### TASK DESCRIPTION
Filter the entries for the word "where". Copy each line that has it.

### ENTRIES SHOWN
▽
PR #2493, opened 2023-07-18
feat: Tracing without performance

bitsandfoxes:
Resolves https://github.com/getsentry/sentry-dotnet/issues/2447
Implementations in other SDKs:
- Java https://github.com/getsentry/sentry-java/pull/2788
- PHP https://github.com/getsentry/sentry-php/pull/1516

The idea here is:
The scope now has a `SentryPropagationContext`. The context contains minimally a `traceID` and a `spanID`.  `ContinueTrace` overwrites the context on the current scope, making it possible to propagate the IDs without the performance feature enabled.
Relevant top-level methods: `GetTraceHeader`, `GetBaggage`. The methods first look for active spans before falling back to creating their return value from the PropagationContext. The same is true for `CaptureEvent` where we check for linked or active spans first.


src/Sentry/SentrySdk.cs
```diff
@@ -614,9 +614,34 @@ public static void BindException(Exception exception, ISpan span)
     /// Gets the Sentry trace header.
     /// </summary>
     [DebuggerStepThrough]
+    // [Obsolete("This method will be removed in a future major version. Use the `GetTraceParent` instead.")]
```
jamescrosswell, line 617: @bitsandfoxes I'm wondering why `GetTraceParent` is a better name than `GetTraceHeader`. It looks like this method is returning a trace header... that header does include the parentid, so I guess it's the parent. Maybe `GetParentTraceHeader` is a more explicit name for what this is then (vs the TraceHeader that we'll be propagating downstream)?

src/Sentry/DynamicSamplingContext.cs
```diff
@@ -127,6 +127,14 @@ public static DynamicSamplingContext CreateFromTransaction(TransactionTracer tra
...
             transactionName);
     }
+
+    public static DynamicSamplingContext CreateFromPropagationContext(SentryPropagationContext propagationContext, SentryOptions options)
+    {
+        var publicKey = Dsn.Parse(options.Dsn!).PublicKey;
+        var traceId = propagationContext.TraceId;
+
+        return new DynamicSamplingContext(traceId, publicKey, 1.0f);
+    }
```
jamescrosswell, line 137: @bitsandfoxes I think you'll want to propagate/set the [new `sampled` property](https://github.com/getsentry/sentry-dotnet/blob/55d4f22e81861a2e0982cdf96a79c4135e8f03e1/src/Sentry/DynamicSamplingContext.cs#L25) in the DSC as well.

src/Sentry/SentrySdk.cs
bitsandfoxes: I could not find `GetTraceHeader` in other SDKs so this is something unique to the .NET SDK. Right now I'm just following the unified API to keep things consistent with the requirements. But maybe we opt into reusing the method to avoid the "rename". 
Also, the function changes slightly: `GetTraceHeader` would return the trace header of the last active span or null if there is no present. Since there's now always the `PropagationContext` available on the scope `GetTraceParent` will always a trace header.

src/Sentry/DynamicSamplingContext.cs
bitsandfoxes: We do. With this change, all errors and transactions sent should always contain a DSC.

src/Sentry/Internal/Hub.cs
```diff
@@ -360,9 +409,31 @@ SentryId IHubEx.CaptureEventInternal(SentryEvent evt, Hint? hint, Scope? scope)
...
+            {
+                // Inject trace information from a linked span
+                if (GetLinkedSpan(evt, actualScope) is { } linkedSpan)
+                {
+                    evt.Contexts.Trace.SpanId = linkedSpan.SpanId;
+                    evt.Contexts.Trace.TraceId = linkedSpan.TraceId;
+                    evt.Contexts.Trace.ParentSpanId = linkedSpan.ParentSpanId;
+                }
+
+                // When a transaction is present, copy its DSC to the event.
```
bruno-garcia, line 423: This isn't super helpful, but I suggested comments above could. To clarify: Maybe it's my lack of understanding of `IsTracingEnabled`. Is this meaning `IsSentryPeformanceMonitoringWithTrasnactions` instead? Because what both sides of the `if` do are tracing

src/Sentry/Sentry.csproj
```diff
@@ -94,27 +94,13 @@
...
-      <SentryCLIDownload
-        Condition="'$(CI_PUBLISHING_BUILD)' == 'true' Or ($([MSBuild]::IsOSPlatform('Linux')) And $(_OSArchitecture) == 'X64')"
-        Include="sentry-cli-Linux-x86_64" FileHash="a9fb79e44c5bae6ca8dfd2c66ac918c7e0405e3456edeb100d698961842f057f" />
-      <SentryCLIDownload
-        Condition="'$(CI_PUBLISHING_BUILD)' == 'true' Or ($([MSBuild]::IsOSPlatform('Windows')) And $(_OSArchitecture) == 'X86')"
-        Include="sentry-cli-Windows-i686.exe" FileHash="db51f4ce5cddaea762b54cd5527166f0045842e4558e315fc971f63687850cb6" />
-      <SentryCLIDownload
-        Condition="'$(CI_PUBLISHING_BUILD)' == 'true' Or ($([MSBuild]::IsOSPlatform('Windows')) And $(_OSArchitecture) != 'X86')"
-        Include="sentry-cli-Windows-x86_64.exe" FileHash="769cace3b97e583a185b849b4a47bd9590d0ecfaea94022135301b8783558aa7" />
+      <SentryCLIDownload Condition="'$(CI_PUBLISHING_BUILD)' == 'true' Or ($([MSBuild]::IsOSPlatform('OSX')) And $(_OSArchitecture) == 'Arm64')" Include="sentry-cli-Darwin-arm64" FileHash="a2bd6322b774b9ecfdc0adab53d9d76914bb10eab2ec7d2380b25c0300c428f8" />
```
bruno-garcia, line 97: is this related to the change? Can't tell if anythign changed

src/Sentry/SentryPropagationContext.cs
```diff
@@ -0,0 +1,58 @@
...
+namespace Sentry;
+
+internal class SentryPropagationContext
+{
+    public SentryId TraceId { get; }
+    public SpanId SpanId { get; }
+    public SpanId? ParentSpanId { get; }
+    public DynamicSamplingContext? DynamicSamplingContext { get; set; }
+
+    internal static IDiagnosticLogger? Logger { get; set; } = SentrySdk.CurrentOptions?.DiagnosticLogger;
```
bruno-garcia, line 12: Can you pass explicitly the logger instead of statically accessing it? The whole design avoided static access to make things easier to reason about and unit test.

The class is internal so we could just take the logger as an argument on methods that need it, have the caller provide it?

I might be too pedantic here since this is all internal code we can change anytime so if it works, it works, but I'd at least suggest:

```suggestion
    internal static IDiagnosticLogger? Logger => SentrySdk.CurrentOptions?.DiagnosticLogger;
```

So it picks up on changes to the logger implementation at runtime.

src/Sentry/SentrySdk.cs
bruno-garcia: also: https://www.w3.org/TR/trace-context/#traceparent-header

bruno-garcia (commented):
Great work! left some notes

src/Sentry/BaggageHeader.cs
```diff
@@ -8,7 +8,7 @@ namespace Sentry;
 /// </summary>
 /// <seealso href="https://develop.sentry.dev/sdk/performance/dynamic-sampling-context"/>
 /// <seealso href="https://www.w3.org/TR/baggage"/>
-internal class BaggageHeader
+public class BaggageHeader
```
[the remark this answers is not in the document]
jamescrosswell: See [Activity.Baggage](https://learn.microsoft.com/en-gb/dotnet/api/system.diagnostics.activity.baggage?view=net-7.0)... so there's no specific class for this in .NET - just an IEnumerable of string KVPs:

```csharp
public IEnumerable<KeyValuePair<string,string?>> Baggage { get; }
```

src/Sentry/Internal/Hub.cs
```diff
@@ -360,9 +409,31 @@ SentryId IHubEx.CaptureEventInternal(SentryEvent evt, Hint? hint, Scope? scope)
...
+                transaction = actualScope.Transaction as TransactionTracer;
+                evt.DynamicSamplingContext = transaction?.DynamicSamplingContext;
```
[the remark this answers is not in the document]
jamescrosswell: That was one of the changes we made in this [recent fix to baggage propagation](https://github.com/getsentry/sentry-dotnet/commit/d6d531cb7d3699f7c4f1f7225433928fbcdab00d) (see changes to Hub.cs in that commit).

src/Sentry/Sentry.csproj
jamescrosswell: Nah, Rider seems to want to remove the Carriage Returns. I've been trying to undo this in every commit that has other (unrelated) changes to the project file since I started working on this project. It'd be great if we could either find a way to stop Rider from doing that or just go with the flow. 

FWIW I actually prefer the way Rider wants this (all on one line) since it makes it easy to compare/contrast across multiple tags/lines.

src/Sentry/SentrySdk.cs
jamescrosswell: Hm... that's even more confusing. Our `SentryPropagationContext` is propagating the `sentry-trace` header right (not the W3C `traceparent` header)?

jamescrosswell (commented):
Looking good! Not too much to add to the comments Bruno left already.

src/Sentry/Internal/Hub.cs
bitsandfoxes: Yes. Effectively, the scope  now contains a traceID in its `PropagationContext`. This turns `IsTracingEnabled` into `IsSentryPeformanceMonitoringWithTrasnactions`.
This also means that `Tracing without Performance` is not controlled by any option.

src/Sentry/Internal/Hub.cs
```diff
@@ -195,7 +195,64 @@ public void BindException(Exception exception, ISpan span)
...
+            return propagationContext.DynamicSamplingContext.ToBaggageHeader();
+        }
+
+        return null;
+    }
+
+    public TransactionContext? ContinueTrace(string? sentryTraceHeader, string? baggageHeaders)
+    {
+        var propagationContext = SentryPropagationContext.CreateFromHeaders(sentryTraceHeader, baggageHeaders);
+        ConfigureScope(scope => scope.PropagationContext = propagationContext);
```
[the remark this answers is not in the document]
bitsandfoxes: I think so. The prop splits where the actual work is going to get done: Within the the "performance" feature or outside of it.

src/Sentry/Internal/Hub.cs
```diff
@@ -195,7 +195,64 @@ public void BindException(Exception exception, ISpan span)
...
+
+        if (_options.IsTracingEnabled)
```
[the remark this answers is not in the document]
bitsandfoxes: I don't think so. The above is the minimum to make `Tracing without Performance` work. The part guarded is the performance part.

src/Sentry/Internal/Hub.cs
jamescrosswell: Just checking my understanding:
* `IsTracingEnabled == true` => Tracing: `Enabled`; Sentry Performance Monitoring: `Enabled`
* `IsTracingEnabled == false` => Tracing: `Enabled`; Sentry Performance Monitoring: `Disabled`

Is that correct? If so then Tracing is now always enabled and that flag in the options probably needs to be renamed to be less confusing (maybe `IsPerformanceMonitoringEnabled`). We could mark the old one as obsolete and introduce a new one instead.

src/Sentry.AspNetCore/SentryMiddleware.cs
```diff
@@ -18,6 +18,10 @@ namespace Sentry.AspNetCore;
 /// </summary>
 internal class SentryMiddleware : IMiddleware
 {
+    internal const string TraceHeaderItemKey = "sentry-trace-header";
```
jamescrosswell, line 21: Why do we have a separate header name here to [the one used in SentryTraceHeader](https://github.com/getsentry/sentry-dotnet/blob/dc0e0223aa64555966ff5c9ab194a535dc737b72/src/Sentry/SentryTraceHeader.cs#L8)?

src/Sentry.AspNetCore/SentryMiddleware.cs
```diff
@@ -91,12 +95,14 @@ public async Task InvokeAsync(HttpContext context, RequestDelegate next)
...
-            {
-                var traceHeader = context.TryGetSentryTraceHeader(_options);
-                var baggageHeader = context.TryGetBaggageHeader(_options);
-                hub.ContinueTrace(traceHeader, baggageHeader);
-            }
+            var traceHeader = context.TryGetSentryTraceHeader(_options);
+            var baggageHeader = context.TryGetBaggageHeader(_options);
+            var transactionContext = hub.ContinueTrace(traceHeader, baggageHeader);
+
+            // Adding the headers and thw TransactionContext to the context to be picked up by the Sentry tracing middleware
```
jamescrosswell, line 102:
```suggestion
            // Adding the headers and the TransactionContext to the context to be picked up by the Sentry tracing middleware
```

src/Sentry.AspNet/HttpContextExtensions.cs
```diff
@@ -65,13 +85,19 @@ public static ITransaction StartSentryTransaction(this HttpContext httpContext)
...
         var transactionName = $"{method} {path}";
         const string transactionOperation = "http.server";
 
-        var transactionContext = traceHeader is not null
-            ? new TransactionContext(transactionName, transactionOperation, traceHeader, TransactionNameSource.Url)
-            : new TransactionContext(transactionName, transactionOperation, TransactionNameSource.Url);
+        var transactionContext = SentrySdk.ContinueTrace(traceHeader, baggageHeader, transactionName, transactionOperation);
+        if (transactionContext is null)
+        {
+            throw new NullReferenceException("Failed to create a transaction context. " + "Tracing was " +
```
jamescrosswell, line 96:
```suggestion
            throw new NullReferenceException("Failed to create a transaction context. Tracing was " +
```

src/Sentry.AspNetCore/SentryMiddleware.cs
```diff
@@ -91,12 +95,14 @@ public async Task InvokeAsync(HttpContext context, RequestDelegate next)
...
+            context.Items.Add(TraceHeaderItemKey, traceHeader);
+            context.Items.Add(BaggageHeaderItemKey, baggageHeader);
+            context.Items.Add(TransactionContextItemKey, transactionContext);
```
jamescrosswell, line 105: This is kind of an interesting (ab)use of `HttpContext.Items`... we're sort of using it a bit like a Post Office Box here to send stuff between our various Middleware. This will probably work without any issues (as long as the Key's you're picking never conflict with anything), but I don't think that's [what it was designed for](https://learn.microsoft.com/en-us/dotnet/api/system.web.httpcontext.items?view=netframework-4.8.1). 

Another (I think cleaner) option would be [ConditionalWeakTable](https://learn.microsoft.com/dotnet/api/system.runtime.compilerservices.conditionalweaktable-2). You could store the the `HttpContext` as the Key in that table and maybe a tupple holding the three values that you want to pass as the Value. 

You can see an [example of this in our codebase here](https://github.com/getsentry/sentry-dotnet/blob/dc0e0223aa64555966ff5c9ab194a535dc737b72/src/Sentry/Internal/Hub.cs#L21).

src/Sentry/Internal/Hub.cs
jamescrosswell: OK, I think worth doing that in this pull request then... it's certain to cause confusion otherwise.

src/Sentry.AspNetCore/SentryMiddleware.cs
bitsandfoxes: Based on [this article](https://learn.microsoft.com/en-us/aspnet/core/fundamentals/app-state?view=aspnetcore-7.0#httpcontextitems) the `items` seem to be the mechanism with which to pass data between middlewares.
I guess we could use objects to use as keys to be extra sure not to have any conflicting keys?

src/Sentry/Extensibility/DisabledHub.cs
```diff
@@ -87,11 +87,15 @@ public void BindException(Exception exception, ISpan span)
...
-    public TransactionContext? ContinueTrace(
+    public TransactionContext ContinueTrace(
         SentryTraceHeader? traceHeader,
         BaggageHeader? baggageHeader,
         string? name = null,
-        string? operation = null) => null;
+        string? operation = null)
+    {
+        // Transactions from DisabledHub are always sampled out
+        return new TransactionContext(string.Empty, string.Empty, false);
```
jamescrosswell, line 97: I think we could do the same [thing we've done for the `DisabledHub.Instance`](https://github.com/getsentry/sentry-dotnet/blob/dfc4274fc79cdd1472649387bee6feee713343cf/src/Sentry/Extensibility/DisabledHub.cs#L11) here, to avoid creating a new object every time this method is called.

Not sure where to put that... maybe `TransactionContext.Disabled` or `TransactionContext.DisabledInstance`?

src/Sentry/SentryPropagationContext.cs
```diff
@@ -7,20 +7,33 @@ internal class SentryPropagationContext
...
+        get => _dynamicSamplingContext;
+        set
+        {
+            if (_dynamicSamplingContext is null)
+            {
+                _dynamicSamplingContext = value;
+            }
+            else
+            {
+                throw new Exception("should not do that.");
```
jamescrosswell, line 23:
```suggestion
                throw new Exception("Attempted to set the DynamicSamplingContext but the context exists already.");
```

jamescrosswell (commented):
I didn't do a full review - just the files that have changed since I last checked a few days ago. All looking good. 

My only question is what we plan to do with the [EnableTracing option](https://github.com/getsentry/sentry-dotnet/pull/2493#discussion_r1274148072).

Otherwise, once the Check failures from CI are addressed, I think it's looking good.

jamescrosswell:
A bit annoying, but you have to run a build on a Windows box to get the verify tests running (and the file you need to commit) to fix this:

image

jamescrosswell (approved):

CHANGELOG.md
```diff
@@ -4,6 +4,7 @@
 
 ### Features
 
+- Distributed tracing now workes independently of the performance feature. This allows you to connect errors to other Sentry instrumented applications ([#2493](https://github.com/getsentry/sentry-dotnet/pull/2493))
```
```suggestion
- Distributed tracing now works independently of the performance feature. This allows you to connect errors to other Sentry instrumented applications ([#2493](https://github.com/getsentry/sentry-dotnet/pull/2493))
```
△
### RESPONSE TO THE EXERCISE
Relevant top-level methods: `GetTraceHeader`, `GetBaggage`. The methods first look for active spans before falling back to creating their return value from the PropagationContext. The same is true for `CaptureEvent` where we check for linked or active spans first.
bitsandfoxes: I think so. The prop splits where the actual work is going to get done: Within the the "performance" feature or outside of it.
Not sure where to put that... maybe `TransactionContext.Disabled` or `TransactionContext.DisabledInstance`?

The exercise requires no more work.